| DATA SUPPLIED |
PR #16547, opened 2020-05-29
[new release] ppx_factory (0.1.1)

bbc2:
PPX to derive factories and default values

- Project page: <a href="https://github.com/cryptosense/ppx_factory">https://github.com/cryptosense/ppx_factory</a>
- Documentation: <a href="https://cryptosense.github.io/ppx_factory/doc">https://cryptosense.github.io/ppx_factory/doc</a>

##### CHANGES:

All notable changes to this project will be documented in this file.

The format is based on [Keep a Changelog](https://keepachangelog.com/en/1.0.0/), and this
project adheres to [Semantic Versioning](https://semver.org/spec/v2.0.0.html).

## Unreleased

_No unreleased changes at the moment_

### Added

- Add support for OCaml 4.09 and 4.10

### Fixes

- Raise an error when used with an abstract type, except when invoked from `ocamldep`, @NathanReb
  [cryptosense/ppx_factory#20](https://github.com/cryptosense/ppx_factory/pull/20)

### Added

- Initial release

### DIFF
--- a/packages/ppx_factory/ppx_factory.0.1.1/opam
+++ b/packages/ppx_factory/ppx_factory.0.1.1/opam
@@ -1,0 +1,41 @@
+opam-version: "2.0"
+maintainer: "Cryptosense <opensource@cryptosense.com>"
+authors: [
+    "Cryptosense <opensource@cryptosense.com>"
+    "Nathan Rebours <nathan.p.rebours@gmail.com>"
+]
+homepage: "https://github.com/cryptosense/ppx_factory"
+bug-reports: "https://github.com/cryptosense/ppx_factory/issues"
+license: "BSD-2"
+dev-repo: "git+https://github.com/cryptosense/ppx_factory.git"
+doc: "https://cryptosense.github.io/ppx_factory/doc"
+build: [
+  [ "dune" "build" "-p" name "-j" jobs ]
+]
+run-test: [
+  [ "dune" "runtest" "-p" name "-j" jobs ]
+]
+depends: [
+  "dune"
+  "ocaml" {>= "4.07.0" & < "4.11.0"}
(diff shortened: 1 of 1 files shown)


kit-ty-kate:
According to your `dune-project` file this package requires at least dune 1.1. Could you return the fix upstream?

I also have a question, I noticed you had the `ocaml < 4.11` constraint but this project compile perfectly fine with OCaml 4.11, was there another reason why the constraint was there in the first place?

bbc2:
> According to your dune-project file this package requires at least dune 1.1. Could you return the fix upstream?

Done. Thanks for reporting that.

> I also have a question, I noticed you had the ocaml < 4.11 constraint but this project compile perfectly fine with OCaml 4.11, was there another reason why the constraint was there in the first place?

I think the idea of the upper bound for a PPX comes from the fact that new versions of OCaml are very likely to break it.  To avoid likely failures for users, we maintain the constraint until we've checked that it seems to work.

If it works well with 4.11, I'll weaken the constraint. Is it easy to test that version in CI until it is released?

What should the weakened constraint be?  "< 4.12" or no upper bound?  I guess that both can work but maybe one is part of good practices or conventions that I'm not aware of?

kit-ty-kate:
unless you're sure it will break no upper bound constraint is better. Before each new release of the compiler we check that every packages work correctly with it and add the correct upper bound if it does not.

Depends which CI you have but with travis you just need to add:
```
- OCAML_VERSION=4.11.0+trunk OCAML_BETA=enable
```
to your build matrix. For instance: https://github.com/ocaml-community/utop/commit/aa832e280cce7c5a7cb92e65609285932650bf49

Thanks a lot!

| WORK INSTRUCTIONS |
In the listing, find each line with the string "opensource" and copy it.

| EXPECTED OUTPUT |
+maintainer: "Cryptosense <opensource@cryptosense.com>"
+    "Cryptosense <opensource@cryptosense.com>"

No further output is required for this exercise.